The olefin carbon aluminum alloy ingot was successfully rolled off the production line of the SHXT olefin carbon metal matrix composite engineering company, marking the success of the pilot test of this composite material. This is also the first fist product launched by the Shanghai Graphene Industry Technology Functional Platform. It solves the problem of the traditional aluminum alloy's weak stiffness, and helps China's aviation, high-speed rail, and automotive high-end manufacturing fields enter the lightweight era.
With the concept of low carbon, green, energy saving and emission reduction becoming popular, lightweight has become an inevitable development direction in the high-end manufacturing field. Aluminum alloys have become more and more widely used due to their low density, high specific strength, and easy processing. , Aircraft, high-speed rail, etc. have all put on aluminum alloy "outerwear." For example, the domestic large aircraft C919 uses aluminum-lithium alloy for weight reduction, and aluminum-lithium alloy accounts for 7.4% of the body structure.
"Clothing" is light, but it has the disadvantage of being easily deformed. The reason is that the rigidity of aluminum alloy is not enough. In the industry, various materials are used to supplement the strength. Aluminum-lithium alloys and aluminum-ceramic alloys are the development direction. The addition of new reinforcing phases such as carbon nanotubes and graphene to form aluminum-based composite materials is generally more promising. Professor Zhang Huan, School of Materials Science and Engineering, Shanghai Jiaotong University, said that carbon nanotubes and graphene have excellent mechanical properties. Their density is only 1/6 of that of steel, but their strength exceeds 100 times that of steel. The stiffness is the hardest natural diamond in nature. Close. As long as a small amount of carbon nanotubes and graphene are uniformly dispersed in the aluminum alloy matrix, it can partially replace expensive alloy elements, and can greatly improve its mechanical properties such as strength and rigidity while maintaining the good processability of aluminum alloys. .
Prospects are promising, but this technological route has been slow to progress. As early as 1997, Japanese scientists began research on carbon nanotube-reinforced aluminum-based composites, with little success in the past decade. Zhang Huan said: "The diameter of carbon nanotubes is less than one thousandth of the hair, and the thickness of graphene is less than one hundred thousandth of the hair.
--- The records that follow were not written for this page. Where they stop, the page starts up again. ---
PR #3390, opened 2022-08-08
StaticField

yihuiliao:
Closes 

## ✅ Pull Request Checklist:


packages/@react-aria/i18n/src/useListFormatter.tsx
```diff
@@ -0,0 +1,25 @@
...
+ * governing permissions and limitations under the License.
+ */
+
+import {ListFormatOptions, ListFormatter} from '@internationalized/string';
+import {useLocale} from './context';
+import {useMemo} from 'react';
+
+/**
+ * Provides localized number formatting for the current locale. Automatically updates when the locale changes,
+ * and handles caching of the number formatter for performance.
```
LFDanLu, line 19: You'll need to update the description here since this references number formatting

packages/@react-spectrum/label/src/StaticField.tsx
```diff
@@ -0,0 +1,180 @@
...
+            <FormattedDate value={value as DateTimeValue} formatOptions={formatOptions as Intl.DateTimeFormatOptions} />}
+
+          {value instanceof Date && 
+            <FormattedDate value={value as DateTimeValue} formatOptions={formatOptions as Intl.DateTimeFormatOptions} />}
+          
+          {value instanceof Time && 
+            <FormattedDate value={value as DateTimeValue} formatOptions={formatOptions as Intl.DateTimeFormatOptions} />}
+
+          {typeof value === 'string' && 
+            props.value}
```
LFDanLu, line 93: I know you are still working on some of the typescript at the moment, but I'm curious if we need all the explicit value casting here (e.g. `value as string[]`). I figured the conditionals would help typescript infer the true type of value. I think it will work after adding the extends stuff we talked about to StaticField<T>

packages/@react-spectrum/label/src/StaticField.tsx
```diff
@@ -0,0 +1,180 @@
...
+            <FormattedNumber value={value as NumberValue} formatOptions={formatOptions as Intl.NumberFormatOptions} />}
+
+          {typeof value === 'object' && 'calendar' in (value as any) && 
+            <FormattedDate value={value as DateTimeValue} formatOptions={formatOptions as Intl.DateTimeFormatOptions} />}
+
+          {value instanceof Date && 
+            <FormattedDate value={value as DateTimeValue} formatOptions={formatOptions as Intl.DateTimeFormatOptions} />}
+          
+          {value instanceof Time && 
+            <FormattedDate value={value as DateTimeValue} formatOptions={formatOptions as Intl.DateTimeFormatOptions} />}
```
LFDanLu, line 90: whats the difference between these three? They result in the same FormattedDate component usage right?

packages/@react-spectrum/label/src/StaticField.tsx
```diff
@@ -0,0 +1,180 @@
...
+  }
+
+  if (value instanceof Time) {    
+    return <>{dateFormatter.format(convertValue(value).toDate(timeZone))}</>;
+  }
+
+  return <>{dateFormatter.format(value as Date)}</>;
+}
+
+function convertValue(value: TimeValue, date: DateValue = today(getLocalTimeZone())) {
```
LFDanLu, line 167: If we don't use the `date` parameter, then we can just get rid of it and initialize it inside the function instead

LFDanLu (commented):
Some initial comments, I'll review the behavior and labeling later since I know you are still working on that

packages/@react-spectrum/label/src/StaticField.tsx
snowystinger: I thought this too, but i haven't been able to get it to behave yet

packages/@react-spectrum/label/src/StaticField.tsx
yihuiliao: hmmm i think it's possible to combine them given the right conditional statement, but the thing with CalendarDate, CalendarDateTime, ZonedTimeDate, and Time is that they don't have one unique property that they all shared. for now, what i can come up with is `(typeof value === 'object' && ('calendar' in (value as any) || 'hour' in (value as any)) || (value instanceof Date)`. as for Date i wasn't too sure what to do about that so i just left it as` (value instanceof Date)`

packages/@react-spectrum/label/src/StaticField.tsx
yihuiliao: okay so i don't think i can get ride of things like value={value as string[]} without a typescript error but it is possible now to do `'calendar' in value` instead of `'calendar' in (value as any)` now

packages/@react-spectrum/label/test/StaticField.test.js
```diff
@@ -0,0 +1,255 @@
...
+  it('renders when no visible label is provided', function () {
+    let {getByTestId} = render(
+      <StaticField
+        data-testid="test-id"
+        value="test" />
+    );
+
+    let labelledField = getByTestId('test-id');
+    expect(labelledField).toBeInTheDocument();
+    expect(labelledField).not.toHaveAttribute('aria-describedby');
```
snowystinger, line 252: it would be good on each of these to also include the expected formatted text
```
expect(labelledField).toHaveTextContent('test');
```
note toHaveTextContent may not be a valid matcher, might need to do
```
expect(labelledField.textContent).toBe('test');
```

packages/@react-spectrum/label/chromatic/StaticField.chromatic.tsx
```diff
@@ -0,0 +1,88 @@
...
+import {StaticField} from '../';
+
+const meta: Meta<SpectrumStaticFieldProps<SpectrumStaticFieldTypes>> = {
+  title: 'StaticField',
+  component: StaticField
+};
+
+export default meta;
+
+const Template = (): Story<SpectrumStaticFieldProps<SpectrumStaticFieldTypes>> => (args) => (
```
snowystinger, line 26: if you have some time, it'd be great if we could write our stories in CSF 3.0, no worries if you don't have the time though
See https://github.com/adobe/react-spectrum/pull/3129/files for an example

packages/@react-spectrum/label/stories/StaticField.stories.tsx
```diff
@@ -0,0 +1,200 @@
...
+    width: {
+      control: {
+        type: 'radio',
+        options: [null, '300px', '600px']
+      }
+    }
+  }
+};
+
+storiesOf('StaticField', module)
```
snowystinger, line 54: these stories as well

packages/@react-spectrum/label/src/StaticField.tsx
```diff
@@ -0,0 +1,200 @@
...
+  return (
+    <>{stringFormatter.format(props.value)}</>
+  );
+}
+
+function FormattedNumber<T extends NumberValue>(props: NumberProps<T>) {
+  let numberFormatter = useNumberFormatter(props.formatOptions); 
+  let value = props.value;
+
+  if (typeof value === 'object' && typeof (value as RangeValue<NumberValue>).start === 'number' && typeof (value as RangeValue<NumberValue>).end === 'number') {
```
devongovett, line 133: just checking if it's an object should be enough. I don't think you need to check whether start and end are numbers - that's implied from the type. If it's an object, we know it's an object containing numbers based on the `NumberValue` type definition.

packages/@react-spectrum/label/src/StaticField.tsx
```diff
@@ -0,0 +1,200 @@
...
+    return <>{numberFormatter.formatRange(value.start, value.end)}</>;
+  }
+
+  return <>{numberFormatter.format(value as number)}</>;
```
devongovett, line 137: I don't think the type assertion should be necessary here

```suggestion
  return <>{numberFormatter.format(value)}</>;
```

packages/@react-spectrum/label/src/StaticField.tsx
```diff
@@ -0,0 +1,200 @@
...
+import React, {RefObject} from 'react';
+import type {TimeValue} from '@react-types/datepicker';
+import {useDateFormatter, useListFormatter, useNumberFormatter} from '@react-aria/i18n';
+import {useStyleProps} from '@react-spectrum/utils';
+
+interface StaticFieldBaseProps extends DOMProps, StyleProps, Omit<SpectrumLabelableProps, 'necessityIndicator' | 'isRequired'>, AriaLabelingProps {}
+
+type NumberValue = number | RangeValue<number>;
+interface NumberProps<T extends NumberValue> {
+    value: T,
```
devongovett, line 28: fix indentation to 2 spaces on these types (and below)

packages/@react-spectrum/label/src/StaticField.tsx
```diff
@@ -0,0 +1,200 @@
...
+        start = start.toDate(timeZone);
+        end = end.toDate(timeZone);
+      }
+    } 
+  }
+  
+  return <>{dateFormatter.formatRange(start, end)}</>;
+}
+
+function FormattedDate<T extends DateTimeValue>(props: DateProps<T>) {
```
devongovett, line 165: Is there a reason the Date and DateRange formatters are split into separate components? For numbers there is a single one that does both. Seems like there is a reasonable amount of the logic that could be shared. You could pull out some of the logic below into a reusable function that accepts a `DateTime` and returns a `Date`, and then reuse it for both the start and end of a range as well.

packages/@react-spectrum/label/src/StaticField.tsx
```diff
@@ -0,0 +1,200 @@
...
+  let timeZone = dateFormatter.resolvedOptions().timeZone || getLocalTimeZone();
+  let start;
+  let end;
+
+  if (typeof value === 'object' && 'start' in value) {
+    start = value.start;
+    end = value.end;
+
+    if (!(start instanceof Date) && !(end instanceof Date)) {
+      if (start instanceof Time && end instanceof Time) {
```
devongovett, line 152: let's avoid instanceof checks on `Time` or other values from `@internationalized/date`. That way it avoids being included if unused. You could check if `'hour' in value` like you did in other spots.

packages/@react-spectrum/label/src/StaticField.tsx
```diff
@@ -0,0 +1,200 @@
...
+        start = convertValue(start).toDate(timeZone);
+        end = convertValue(end).toDate(timeZone);
+      } else if (!(start instanceof Time) && !(end instanceof Time)) {
```
devongovett, line 155: Should these checks be more similar to the ones below for single date formatting (i.e. check if `timeZone` or `calendar` are present)?

packages/@react-spectrum/label/src/StaticField.tsx
```diff
@@ -0,0 +1,200 @@
...
+  }
+
+  if (value instanceof Time) {    
+    return <>{dateFormatter.format(convertValue(value).toDate(timeZone))}</>;
+  }
+
+  return <>{dateFormatter.format(value as Date)}</>;
+}
+
+function convertValue(value: TimeValue) {
```
devongovett, line 185: I think you only need this if the value is explicitly a `Time`, and not a `CalendarDateTime` or `ZonedDateTime`, which already have a `toDate` method. So the type here could be `Time`, and you could remove some of the logic below (e.g. `day in value`, and the check if it's null).

packages/@react-spectrum/label/src/StaticField.tsx
```diff
@@ -0,0 +1,200 @@
...
+  
+  return <>{dateFormatter.formatRange(start, end)}</>;
+}
+
+function FormattedDate<T extends DateTimeValue>(props: DateProps<T>) {
+  let dateFormatter = useDateFormatter(props.formatOptions);
+  let value = props.value;
+  let timeZone = dateFormatter.resolvedOptions().timeZone || getLocalTimeZone();
+
+  if (typeof value === 'object' && 'timeZone' in value) {
```
devongovett, line 170: Date values are always objects so these checks aren't needed.

packages/@react-spectrum/label/src/StaticField.tsx
```diff
@@ -0,0 +1,200 @@
...
+}
+
+function FormattedDateRange<T extends DateTimeValue>(props: DateProps<T>) {
+  let dateFormatter = useDateFormatter(props.formatOptions);
+  let value = props.value;
+  let timeZone = dateFormatter.resolvedOptions().timeZone || getLocalTimeZone();
+  let start;
+  let end;
+
+  if (typeof value === 'object' && 'start' in value) {
```
devongovett, line 147: Date values are always objects so this check isn't needed.

packages/@react-spectrum/label/stories/StaticField.stories.tsx
```diff
@@ -0,0 +1,125 @@
...
+
+export let TimeType: StaticFieldStory = {
+  ...Default,
+  args: {...Default.args, value: new Time(9, 45), formatOptions: {timeStyle: 'short'}},
+  name: 'Time'
+};
+
+export let CalendarDateRange: StaticFieldStory = {
+  ...Default,
+  args: {...Default.args, value: {start: new CalendarDate(2019, 6, 5), end: new CalendarDate(2019, 7, 5)}, formatOptions: {dateStyle: 'medium'}},
```
devongovett, line 87: Might be an idea to eventually default the format options based on the value. For example if we have a `CalendarDate` then it doesn't make sense to include a time, whereas with a `CalendarDateTime` it would.

packages/@react-spectrum/label/stories/StaticField.stories.tsx
```diff
@@ -0,0 +1,125 @@
...
+  ...Default,
+  args: {...Default.args, value: 10},
+  name: 'Number'
+};
+
+export let NumberRange: StaticFieldStory = {
+  ...Default,
+  args: {...Default.args, value: {start: 10, end: 20}},
+  name: 'RangeValue<Number>'
+};
```
LFDanLu, line 125: For some reason this StaticField takes more horizontal room than it needs, something to note for a followup:
image

packages/@react-spectrum/label/test/StaticField.test.js
```diff
@@ -0,0 +1,273 @@
...
+import React from 'react';
+import {render} from '@react-spectrum/test-utils';
+import {StaticField} from '../src';
+
+describe('StaticField', function () {
+  it('renders correctly with string value', function () {
+    let {getByTestId} = render(
+      <StaticField
+        data-testid="test-id"
+        label="Field label"
```
LFDanLu, line 23: It would be good to have a test that checks that the label is actually rendered and that it is a span element.

packages/@react-spectrum/label/test/StaticField.test.js
```diff
@@ -0,0 +1,273 @@
...
+        value="test" />
+    );
+
+    let staticField = getByTestId('test-id');
+    expect(staticField).toBeInTheDocument();
+    expect(staticField).not.toHaveAttribute('aria-describedby');
```
LFDanLu, line 29: was this aria-describedby check a remnant from an older test? Just curious where it came from

packages/@react-spectrum/label/test/StaticField.test.js
```diff
@@ -0,0 +1,273 @@
...
+ * OF ANY KIND, either express or implied. See the License for the specific language
+ * governing permissions and limitations under the License.
+ */
+
+import {CalendarDate, CalendarDateTime, Time, ZonedDateTime} from '@internationalized/date';
+import React from 'react';
+import {render} from '@react-spectrum/test-utils';
+import {StaticField} from '../src';
+
+describe('StaticField', function () {
```
LFDanLu, line 18: It would be a good idea to include a test that checks that the user provided format options actually affect the rendered content

packages/@react-spectrum/label/test/StaticField.test.js
```diff
@@ -0,0 +1,273 @@
...
+    expect(staticField).not.toHaveAttribute('aria-describedby');
+    expect(staticField).toHaveTextContent('2/3/2020');
+  });
+
+  it('renders correctly with Date value', function () {
+    let {getByTestId} = render(
+      <StaticField
+        data-testid="test-id"
+        label="Field label"
+        value={new Date(2000, 5, 5)} />
```
LFDanLu, line 94: Lol, I always forget that the Date object is 0 indexed for the month

packages/@react-spectrum/label/test/StaticField.test.js
```diff
@@ -0,0 +1,273 @@
...
+    let {getByTestId} = render(
+      <StaticField
+        data-testid="test-id"
+        label="Field label"
+        ref={ref}
+        value="test" />
+    );
+
+    let staticField = getByTestId('test-id');
+    expect(ref.current).toBe(staticField);
```
LFDanLu, line 242: You may want to check that `ref.current` contains the StaticField label `span` or something to that effect just to make this test more robust.

packages/@react-spectrum/label/stories/StaticField.stories.tsx
snowystinger: It doesn't for me?

packages/@react-spectrum/label/test/StaticField.test.js
snowystinger: that's a bit of an implementation detail that it's a span, it's fine to check for the label in the dom, but lets not verify that it's a particular element

packages/@react-spectrum/label/test/StaticField.test.js
snowystinger: true, we do not really need this

packages/@react-spectrum/label/stories/StaticField.stories.tsx
yihuiliao: this seems to happen when `labelPosition = 'top'` and `labelAlign = 'end'`, but it doesn't seem to be a problem when labelPosition is not specified. it looks like `labelPosition = top` adds `spectrum-Field-positionTop` class on the outermost div which sets the width to some default size.

packages/@react-spectrum/label/package.json
```diff
@@ -43,7 +44,8 @@
     "@spectrum-icons/ui": "^3.3.1"
   },
   "devDependencies": {
-    "@adobe/spectrum-css-temp": "3.0.0-alpha.1"
+    "@adobe/spectrum-css-temp": "3.0.0-alpha.1",
+    "@react-types/datepicker": "^3.1.0"
```
snowystinger, line 48: unused? lets remove this

packages/@react-spectrum/label/test/StaticField.test.js
```diff
@@ -0,0 +1,328 @@
...
+      <StaticField
+        data-testid="test-id"
+        label="Field label"
+        value={new ZonedDateTime(2020, 3, 3, 'America/Los_Angeles', -28800000)}
+        formatOptions={{dateStyle: 'full', timeStyle: 'short'}} />
+    );
+
+    let staticField = getByTestId('test-id');
+    expect(staticField).toBeInTheDocument();
+    expect(staticField).toHaveTextContent('Tuesday, March 3, 2020 at 3:00 AM');
```
LFDanLu, line 136: Currently looking into why this fails on circleci, looks like the formatted date time is dependent on the local timezone of the user running the test which is what we expect since this is ZonedDateTime not CalendarDateTime. The assertion will have to be flexible to accommodate this behavior, thinking of how to do so short of grabbing the local time zone and doing a separate time format option to produce the same string

snowystinger: You can use https://jestjs.io/docs/expect#tomatchregexp--string to match the start of the string and ignore the time

LFDanLu: hm, can't think of an alternative than basically rehashing the logic present in StaticField to generate the expected result:
```
    let formatOptions = {dateStyle: 'full', timeStyle: 'short'};
    let zoned = new ZonedDateTime(2020, 3, 3, 'America/Los_Angeles', -28800000);
    let formatter = new DateFormatter('en-US', formatOptions);
    let expected =  formatter.format(zoned.toDate());
    let {getByTestId} = render(
      <StaticField
        data-testid="test-id"
        label="Field label"
        value={zoned}
        formatOptions={{dateStyle: 'full', timeStyle: 'short'}} />
    );

    let staticField = getByTestId('test-id');
    expect(staticField).toBeInTheDocument();
    expect(staticField).toHaveTextContent(expected);
```

LFDanLu (approved):
LGTM

devongovett (approved):
Nice work! 🥳

snowystinger (approved):
lgtm! congrats!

We need to disperse them one by one in an aluminum alloy. It is really difficult not to be damaged by damage. "
Zhang Huan is good at asking inspiration from nature. He borrowed the shell structure of "mother of pearl" and finally developed the unique bionic composite technology of "micro-nano lamination powder metallurgy": first, aluminum is made into micro-nano flake powder. It is then uniformly compounded with carbon nanotubes and graphene into "bricks" on a microscopic scale, and then through process control, it forms a "brick-type" laminated olefin-carbon-aluminum-based composite material like a barrier wall.
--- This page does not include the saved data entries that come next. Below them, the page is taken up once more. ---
PR #3415, opened 2022-08-19
Fix ComboBox left/right arrows so they move the input cursor when the menu is open

### LINKED ISSUE #3400: ComboBox: left/right arrow keys do not work after inputing a value while dropdown menu is down
# 🐛 Bug Report 

1. Have a ComboBox with options in it
2. Typing in a valid value in the input box of a ComboBox
3. The dropdown menu opens
4. When attempting to press the left or right arrow key on the keyboard, the text cursor does not move
5. While the menu is still open, if you move the text cursor anywhere on the string and press the left or right keys, it still does not move
6. when the menu closes (via selecting a option, inputing a invalid text, or manually closing it) the text cursor is movable again with the left and right keys

## 🤔 Expected Behavior

- user is able to move the text cursor left and right with the left and right keyboard keys

## 😯 Current Behavior

- user is **not** able to move the text cursor left and right with the left and right keyboard keys

## 💻 Code Sample

This issue was found in the Spectrum v3 storybook
https://react-spectrum.adobe.com/react-spectrum/ComboBox.html#example

https://user-images.githubusercontent.com/12926470/184436517-c51fefe6-0069-4519-be5b-a45ea6d92a62.mov

LFDanLu:
Closes #3400

## ✅ Pull Request Checklist:

## 📝 Test Instructions:

Go to any combobox story and do the following:
1. Type in something that will open the menu
2. Attempt to move the cursor left/right via the arrow keys. You should be able to now

## 🧢 Your Project:

RSP

### DIFF
--- a/packages/@react-stately/layout/src/ListLayout.ts
+++ b/packages/@react-stately/layout/src/ListLayout.ts
@@ -377,14 +377,6 @@ export class ListLayout<T> extends Layout<Node<T>> implements KeyboardDelegate, 
     }
   }
 
-  getKeyLeftOf(key: Key): Key {
-    return key;
-  }
-
-  getKeyRightOf(key: Key): Key {
-    return key;
-  }
-
   getKeyPageAbove(key: Key) {
     let layoutInfo = this.getLayoutInfo(key);
 


packages/@react-stately/layout/src/ListLayout.ts
```diff
@@ -377,14 +377,6 @@ export class ListLayout<T> extends Layout<Node<T>> implements KeyboardDelegate,
...
   }
 
-  getKeyLeftOf(key: Key): Key {
-    return key;
-  }
-
-  getKeyRightOf(key: Key): Key {
-    return key;
-  }
-
```
LFDanLu, line 387: Unnecessary now that useGridListItem handles left/right arrow keys presses in ListView rather than using useGridCell. Normal lists that use ListLayout won't have elements within their rows so they won't even use useGridCell

Would've written a test but didn't get accurate `selectionStart` returned by onKeyUp when triggering arrowleft/right. A updated version of user test library should fix this theoretically but that will require a greater refactor of our tests so I'll handle that later

snowystinger (approved):
Works as described in Chrome/Safari/Firefox

reidbarber (approved):
LGTM

PR #3421, opened 2022-08-19
Support onAction and drag and drop in listbox

devongovett:
While making the docs examples for drag and drop, I realized it wouldn't work with listbox because an explicit focusable drag affordance was required to activate accessible drag and drop mode and listbox options don't support focusable children. This is because the interactions conflict with selection and other actions on the items themselves. It would be useful to support drag and drop without a separate drag button in these cases.

This is accomplished by using Enter to trigger dragging, while reserving Space for selection. If row actions are also present, then it becomes Alt + Enter. For touch screen readers, a long press is used to trigger dragging (this actually fires the native onDragStart event). When actions are present, the first long press enters selection mode as before, and long pressing again drags (same behavior as without a screen reader on touch).

A new `hasDragButton` option is added to useDrag to opt-into a separate drag button as before, which keeps the interactions off the main draggable element and only activates accessible dnd through the drag button. This is used in ListView.


packages/@react-aria/utils/src/useId.ts
```diff
@@ -89,7 +89,7 @@ export function useSlotId(depArray: ReadonlyArray<any> = []): string {
     setResolvedId(function *() {
       yield id;
 
-      yield document.getElementById(id) ? id : null;
+      yield document.getElementById(id) ? id : undefined;
```
devongovett, line 92: These changes from null to undefined are to better accommodate mergeProps, which treats undefined differently from null. If null, this will override the previous value, whereas undefined will not.

packages/@react-aria/listbox/src/useOption.ts
```diff
@@ -127,15 +121,16 @@ export function useOption<T>(props: AriaOptionProps, state: ListState<T>, ref: R
...
   }
 
-  let {itemProps, isPressed} = useSelectableItem({
+  let {itemProps, isPressed, hasAction, allowsSelection} = useSelectableItem({
     selectionManager: state.selectionManager,
     key,
     ref,
     shouldSelectOnPressUp,
-    allowsDifferentPressOrigin: shouldSelectOnPressUp,
+    allowsDifferentPressOrigin: shouldSelectOnPressUp && shouldFocusOnHover,
```
devongovett, line 129: standalone list boxes should not allow different press origin, only ones within overlays like picker, combobox, etc.

packages/@react-aria/dnd/src/useDraggableItem.ts
```diff
@@ -48,19 +80,63 @@ export function useDraggableItem(props: DraggableItemProps, state: DraggableColl
...
   }
 
   return {
-    dragProps,
+    dragProps: isDisabled ? {} : dragProps,
     dragButtonProps: {
       ...dragButtonProps,
-      'aria-label': message
+      isDisabled,
+      'aria-label': dragButtonLabel
```
LFDanLu, line 139: Won't disabled items erroneously get the `dragItem`/`dragSelectedItems` messaging here?

LFDanLu (commented):
Tested on iPad, Android, and desktop browsers. New announcements and long press to start dragging seem to work well. Future thinking for when we add DnD to ListBox: we may want to still add a visual indicator to a ListBox item to indicate that it is draggable, but maybe something different than the drag indicator handle to distinguish it from things like ListView? Just worried about keyboard DnD discoverability.

I did notice that the default Drag and Drop story was a bit broken when using TalkBack/VoiceOver. In TalkBack, long pressing didn't really seem to fully shift the story into a dragging state, couldn't perform a drop but re-focusing the draggable button announced "double tap to cancel drag". For VoiceOver, I was able to get into a dragging state, but couldn't get to the last drop target.

packages/@react-aria/dnd/src/useDraggableItem.ts
LFDanLu: Ah, I guess the user would/should not render the drag handle for the disabled drag item

packages/@react-aria/dnd/src/useDrag.ts
```diff
@@ -195,12 +210,67 @@ export function useDrag(options: DragOptions): DragResult {
...
+    // If there's no separate button to trigger accessible drag and drop mode,
+    // then add event handlers to the draggable element itself to start dragging.
+    // For keyboard, we use the Enter key in a capturing listener to prevent other
+    // events such as selection from also occurring. We attempt to infer whether a
+    // pointer event (e.g. long press) came from a touch screen reader, and then initiate
+    // dragging in the native onDragStart listener above.
+
+    interactions = {
+      ...descriptionProps,
+      onPointerDown({nativeEvent: e}) {
```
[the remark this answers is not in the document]
devongovett: By default, unless you pass `hasDragButton` and merge the resulting `dragButtonProps` through `useButton` onto the element. Then it would just be click.

packages/@react-aria/dnd/src/useDraggableItem.ts
devongovett: And even so, it would read as disabled so I think it's ok

LFDanLu (approved):
Approving so we can get this in for testing, would be good to see if other see the behavior described [here](https://github.com/adobe/react-spectrum/pull/3421#pullrequestreview-1087512017) on VoiceOver/Talkback

devongovett:
Yeah it seems VO on iOS has a bug where setting aria-hidden on an option in a listbox doesn't cause the a11y tree to be updated properly so it thinks the items are still there when you swipe but they aren't. If you tap outside the list and then go back in it starts working. I'm not exactly sure if we can work around this or not but we can look into it separately.

As for TalkBack, it seems to work fine on my device so not sure.

dannify (approved):
Slightly concerned about the change from null to undefined for description and useId but it's probably ok.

The results of the laboratory will eventually be used. In order to follow the path of scientific and technological achievements transformation, Shanghai Jiaotong University and Shanghai Graphene Industry Technology Functional Platform form SHXT Carbon Metal Matrix Composite Engineering company, and product trials begin. . In order to accommodate the core equipment of the project, the graphene platform provided a 600-square-meter, 11-meter-high factory building for the project, and the foundation and circuits were modified. They have also selected from the world's various graphene powders the most suitable for addition to aluminum alloys. So far, the engineering center has formed a pilot production line with an annual capacity of 20 tons, which can prepare ingots with a unit weight of 0.5 tons, and has developed a series of high-modulus olefin carbon aluminum alloys such as medium-strength, high-strength, and ultra-high-strength.
Zhang Huan said that olefin carbon aluminum alloy has complete intellectual property rights from technical preparation to production equipment. It is expected that the weight reduction of active aluminum alloy components can reach 10% to 30%, and the benefits of light weight are very significant. The technology level and comprehensive performance are world-wide. Lead. Liang Yong, general manager of Shanghai Graphene Industry Technology Functional Platform, stated that the Engineering Center has cooperated with domestic application units such as AVIC, China Aerospace Science and Technology, China National Automobile Corporation, etc. Application verification on trains, new energy vehicles and other equipment. In the next step, the olefin-carbon metal-based composite materials engineering center will further integrate the advantageous resources of both parties, connect with Shanghai's advantageous industries, accelerate the application research and development and promotion, and take the lead to realize new olefins. Priority breakthrough for aluminum alloy materials.